Q: You are designing a rate limiter for a multi-tenant API platform. Free-tier customers get 100 requests per hour. Paid customers get 10,000 requests per hour. The platform runs across 3 regions with 15 servers per region. How do you implement this?

A: Two layers. At the API gateway, enforce a global per-IP rate limit (like 1,000 requests per minute) to protect against DDoS and unauthenticated abuse. This catches volumetric attacks before they reach the backend. At the application layer, implement per-customer rate limiting using a sliding window counter in Redis. When a request arrives, identify the customer from their API key, look up their tier (free or paid), and check their counter in Redis against the corresponding limit (100 or 10,000 per hour). Use Redis INCR with TTL for atomic counter management. For multi-region: run a Redis instance in each region and enforce per-region limits. Set per-region limits to the full per-customer limit divided by the number of regions (33 for free, 3,333 for paid per region), with a small buffer for uneven distribution. This slightly under-allocates but prevents a customer from exceeding their global limit by spreading requests across regions. Return X-RateLimit-Remaining and Retry-After headers on every response so clients can self-regulate.

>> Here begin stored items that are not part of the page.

PR #68, opened 2020-07-07
Test (reg/2nd-factor): registration and second factor automation

cerebrl:


tests/e2e/suites/registration.test.ts
```diff
@@ -0,0 +1,31 @@
+import { setupAndGo } from '../utilities/setup-and-go';
+
+describe('Test Basic login flow', () => {
```
spetrov, line 3: Test basic registration flow...

tests/e2e/suites/registration.test.ts
```diff
@@ -0,0 +1,31 @@
...
+  ['chromium', 'webkit', 'firefox'].forEach((browserType) => {
+    it(`should login successfully and then log out with ${browserType}`, async (done) => {
```
spetrov, line 5: ... similar to the above... "should register successfully..."

tests/e2e/suites/registration.test.ts
cerebrl: Fixed.

tests/e2e/suites/registration.test.ts
cerebrl: Fixed.

tests/e2e/suites/authn-second-factor.test.ts
```diff
@@ -0,0 +1,25 @@
+import { setupAndGo } from '../utilities/setup-and-go';
+
+describe('Test Second Factor login flow', () => {
```
cerebrl, line 3: Added a test suite for second-factor.

PR #71, opened 2020-07-16
Fix (webauthn): conditionally set key-value pairs options obj

cerebrl:
**Summary**:

AM conditionally sets a few key-value pairs for WebAuthn credential options object. When parsing the incoming callbacks, the SDK needed to align with conditions.

**Details**:

`relyingPartyId` and `allowCredentials` needed to be conditionally set in options object in order to avoiding DOM errors and continue iterating the AM trees.


cerebrl:
Discusses with @spetrov. Will do a more in-depth review and test later in the sprint after all the changes are introduced.

PR #77, opened 2020-07-27
Feat (webauthn): support usernameless login with username on device

cerebrl:
**Summary**:

WebAuthn and AM support the idea of "usernameless" capability with WebAuthn tech that supports the storing of the username with the authentication device. When logging in, the user can use the device alone without the need for username or password input.

**Details**:

- Ensure the property of `requireResidentKey` is passed to the key creation options on both JSON-based and script-based configuration
- Ensure `userHandle` from the credential outcome is passed to the key getter options on both JSON-based and script-based configuration

**Testing**:

To test this, the easiest way is to reuse the `tests/e2e/app/authn-webauthn` test page and `PasswordlessWebAuthn` (if not, you'll have to build two different trees):

1. Ensure `PasswordlessWebAuthn` tree is built similar to the picture in the `authn-webauthn` directory
2. In this tree, modify _only_ the WebAuthn registration node to store username on device
3. Now, in Chrome on Mac, run the WebAuthn test script, but stop at the device registration prompt
4. Return to the tree in AM , and update the authentication node to use username from device
5. Complete the device registration using the fingerprint reader
6. The registration should be successful
7. It will then logout and re-authenticate, triggering the WebAuthn request with username from the device
8. Use the same method, but you should now have to choose the user account
9. You should successfully authenticate and logout
10. Test script complete

**Screen recording**:

usernameless-login

### DIFF
--- a/src/fr-webauthn/script-parser.test.ts
+++ b/src/fr-webauthn/script-parser.test.ts
@@ -1,8 +1,10 @@
 import { parseWebAuthnAuthenticateText, parseWebAuthnRegisterText } from './script-parser';
 import {
   authenticateInputWithRpidAndAllowCredentials,
+  authenticateInputWithRpidAllowCredentialsAndQuotes,
   authenticateInputWithoutRpidAndAllowCredentials,
   registerInputWithRpid,
+  registerInputWithRpidAndQuotes,
   registerOutputWithRpid,
   registerInputWithoutRpid,
   registerOutputWithoutRpid,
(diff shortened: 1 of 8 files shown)


src/fr-webauthn/script-parser.ts
```diff
@@ -8,10 +8,13 @@ function parseWebAuthnRegisterText(text: string): PublicKeyCredentialCreationOpt
   const attestation = getIndexOne(text.match(/attestation:\s{0,}"(\w+)"/)) as AttestationType;
   // e.g. `timeout: 60000`
   const timeout = Number(getIndexOne(text.match(/timeout:\s{0,}(\d+)/)));
-  // e.g. `"userVerification":"preferred"`
+  // e.g. from 7.0: `"userVerification":"preferred"`
+  // e.g. from 6.5: `userVerification: "preferred"`
   const userVerification = getIndexOne(
-    text.match(/"userVerification":\s{0,}"(\w+)"/),
+    text.match(/userVerification"{0,}:\s{0,}"(\w+)"/),
```
cerebrl, line 14: Added to support a slight variation between 6.5.2 and 7.0.

src/fr-webauthn/script-parser.ts
```diff
@@ -5,38 +5,43 @@ function parseWebAuthnRegisterText(text: string): PublicKeyCredentialCreationOpt
   const txtEncoder = new TextEncoder();
 
   // e.g. `attestation: "none"`
-  const attestation = getIndexOne(text.match(/attestation:\s{0,}"(\w+)"/)) as AttestationType;
+  const attestation = getIndexOne(text.match(/attestation"{0,}:\s{0,}"(\w+)"/)) as AttestationType;
```
cerebrl, line 8: Duplicated the change needed for 6.5.2 to all parsed keys in case they change in future versions.

src/fr-webauthn/script-parser.test.ts
```diff
@@ -18,6 +20,15 @@ describe('Parsing of the WebAuthn script type text', () => {
     expect(obj.rpId).toBe('example.com');
   });
 
+  it('should parse the WebAuthn authenticate block of text with quoted keys', () => {
```
cerebrl, line 23: Unit tests for testing quoted keys in parsed text.

PR #81, opened 2020-08-05
Feat (webauthn): add authenticatorAttachment & fix bug with multiple devices

cerebrl:
**Summary**:

Addressing a few bugs caught with WebAuthn.

### DIFF
--- a/src/fr-webauthn/script-parser.ts
+++ b/src/fr-webauthn/script-parser.ts
@@ -17,6 +17,10 @@ function parseWebAuthnRegisterText(text: string): PublicKeyCredentialCreationOpt
   const requireResidentKey = getIndexOne(
     text.match(/requireResidentKey"{0,}:\s{0,}(\w+)/),
   ) as string;
+  // e.g. `"authenticatorAttachment":"cross-platform"`
+  const authenticatorAttachment = getIndexOne(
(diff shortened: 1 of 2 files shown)


src/fr-webauthn/script-parser.ts
```diff
@@ -103,7 +109,7 @@ function parseWebAuthnAuthenticateText(text: string): PublicKeyCredentialRequest
       // e.g. `{ \"type\": \"public-key\",
       const type = getIndexOne(str.match(/type"{0,}:\s{0,}"([\w-]+)"/)) as 'public-key';
       // e.g. \"id\": new Int8Array([-107, 93, 68, -67, ... -19, 7, 4]).buffer
-      const idArr = ensureArray(text.match(/id"{0,}:\s{0,}new\s{0,}(Uint|Int)8Array\(([^\)]+)/));
+      const idArr = ensureArray(str.match(/id"{0,}:\s{0,}new\s{0,}(Uint|Int)8Array\(([^\)]+)/));
```
spetrov, line 112: Ah, so that was causing DSKS-572!

cerebrl: Yup, on each iteration, we were accidentally grabbing the first `id` from the whole text, rather than from the individual iteration snippets.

Rate Limiting Architecture

KEY TAKEAWAYS

Rate limiting protects your system from abuse, controls costs, ensures fair resource allocation, and prevents cascading failures during traffic spikes.
Token bucket is the most popular algorithm. It allows controlled bursts while enforcing an average rate. It is simple, memory-efficient, and handles real-world traffic patterns well.
Leaky bucket enforces a strict constant rate with no bursts. Use it when downstream systems cannot handle any traffic spikes.
Fixed window counter is the simplest but allows up to 2x the limit at window boundaries. Sliding window counter fixes this with minimal added complexity.
Sliding window log is the most accurate but consumes the most memory. Sliding window counter is the best practical compromise between accuracy and efficiency.
Distributed rate limiting requires shared state, typically Redis. Use atomic operations (INCR, Lua scripts) to prevent race conditions.
Implement rate limiting at both the API gateway (coarse, infrastructure-level protection) and the application layer (fine-grained, business-logic-aware limits).
Always communicate limits to clients through standard HTTP headers so well-behaved clients can self-regulate.